Start of SUPPLIED ENTRIES
PR #697, opened 2026-09-05
fix: Traverse namespace, extractions, and selector nodes

Yousa-Mirage:
See:

```r
# jarl check test.R --select quotes

df['col']
foo('arg')
df$'col'  # No lint
df@'slot'  # No lint
pkg::'fn'()  # No lint
('fn')()  # No lint
(function() 'body')()  # No lint
```

The expression walker skipped extract and call-position subtrees, so quoted selectors were never passed to the `quotes` rule.


etiennebacher (approved):
Thanks, good catch!

I directly edited this PR to be a bit more general than the original focus on the "quotes" rule.

Yousa-Mirage:
Thank you for these changes. I will take a look to learn.

PR #698, opened 2026-09-05
fix: Guard `string_boundary` fixes against mismatched widths

Yousa-Mirage:
Refactored the `string_boundary` rule to fix some bugs. Currently no human review and optimization so draft PR now.

The current code is generated by GPT-6 and seems to be of very good quality. It even fixed the problem of missing parameters that I didn't notice at the same time. The cost was that a single task almost reached my 5-hour limit.


Yousa-Mirage:
OK. I've reviewed this PR and I think it's ready for review. This PR has a lot of changes, but I think the modified `string_boundary.rs` is clear to read and understand. Thank you for review.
End of SUPPLIED ENTRIES
**BRIEF:** Using the entries above, give back exactly the line containing "Thank you for these", the line containing "draft PR now.", and every line between them, and nothing else.

**OUTPUT:**
Thank you for these changes. I will take a look to learn.

PR #698, opened 2026-09-05
fix: Guard `string_boundary` fixes against mismatched widths

Yousa-Mirage:
Refactored the `string_boundary` rule to fix some bugs. Currently no human review and optimization so draft PR now.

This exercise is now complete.